Stored data

......

PR #248, opened 2015-10-16
Replace references to thrift_request_builder with thrift.load

abhinav:
I didn't find any `client_for` references in docs that weren't documenting `client_for` itself

@blampe @breerly @junchaowu


breerly:
Nice!

breerly:
:shipit:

......

## DIRECTIONS
Please output the line that contains "Replace references to" and every line after it in the entries above, exactly, and nothing more.

## REPLY TO THE EXERCISE
Replace references to thrift_request_builder with thrift.load

abhinav:
I didn't find any `client_for` references in docs that weren't documenting `client_for` itself

@blampe @breerly @junchaowu


breerly:
Nice!

breerly:
:shipit:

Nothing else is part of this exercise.